Someone buy me batteries.
Yes, that’s right. I’m too lazy to go to the store and actually purchase anything currently. I’ve been sitting around the house basically doing nothing this entire weekend. Though I feel like on my days off, all I want to do is be lazy and catch up on all the crap tv I’ve missed while slaving my life away. Oh, and of course watching Vivi being hysterical. She’s old enough now that she’s so much fun to watch. She spend most of her days crawling through our house getting anything anything she can get her hands on. Actually, while I am writing this she’s ripping up my school binder. Wasting perfectly good paper, but hey, as long as she isn’t eating pennies, I am pretty satisfied. (Pst, before stopping this act- I took a candid photo of the guilty child, please enjoy.)
I think I’ve finally figured out a way to relive some financial strain. Government assistance- Though 90% of the time I think the only people on assisted programs hardly by any means deserve it. I’ve come to the conclusion, these programs I am enlisting in are created for people like me. People whom are having a rough time and need a little help from someone. It sickens me how much people take advantage of the system. I am receiving food stamps now(well it’s coming in the mail), and sitting downtown with all these people. I realize how LUCKY I am, and how ungrateful and pure lazy the people I sat among were. These were perfectly able bodies filling the room whom I overheard multiple times tell me that they REFUSED to get a job based on losing government assistance. I’ll stand up for the system stating that the assistance I am receiving is more than generous, and you’d have to make a decent chunk of money to lose ALL government assisted programs. Which leads to me back to believing they’re riding the coat tails of the taxes I pay.

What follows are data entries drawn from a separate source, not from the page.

PR #4813, opened 2024-08-13
feat: add the container registry as a registry mirror for mcr.microsoft.com when bootstrap container registry is enabled

bingosummer:
**What type of PR is this?**

/kind feature

If bootstrap container registry is enabled, we need to pull the image from the bootstrap container registry instead of MCR. This PR is to add a containerd config to use the container registry as a registry mirror.

For example, when pulling `mcr.microsoft.com/mcr/hello-world`, the containerd will pull `{{GetBootstrapProfileContainerRegistryServer}}/mcr/hello-world`.

If bootstrap container registry is not enabled, nothing is changed.

Fixes #

**Requirements**:

- [ ] includes documentation
- [x] adds unit tests

**Release note**:

```
Add the container registry as a registry mirror for mcr.microsoft.com when bootstrap container registry is enabled
```

### DIFF
--- a/parts/linux/cloud-init/nodecustomdata.yml
+++ b/parts/linux/cloud-init/nodecustomdata.yml
@@ -415,3 +415,13 @@ write_files:
   owner: root
   content: !!binary |
     {{GetVariableProperty "cloudInitData" "customSearchDomainsScript"}}
+
+{{- if (ne GetBootstrapProfileContainerRegistryServer "") }}
+# TODO(binxi): need to update for sovereign cloud.
+- path: /etc/containerd/certs.d/mcr.microsoft.com/hosts.toml
+  permissions: "0644"
+  owner: root
+  content: |
+    [host."https://{{GetBootstrapProfileContainerRegistryServer}}"]
+      capabilities = ["pull", "resolve"]
+{{- end}}
--- a/pkg/agent/baker.go
+++ b/pkg/agent/baker.go
@@ -964,6 +964,9 @@ func getContainerServiceFuncMap(config *datamodel.NodeBootstrappingConfiguration
 		"GetPrivateEgressProxyAddress": func() string {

I wish they would drug screen for programs like I am receiving. I hope one day that people will realize there is a lot more to life than to strive to be the lowest. These programs are here to assist you in living, not become you’re source of it.
But anywho, back to my batteries…I think I need to get up and grab some. Vivi needs some adorable updated photos taken of her.

How do you feel about government assistance?
Would you ever take the help they offer?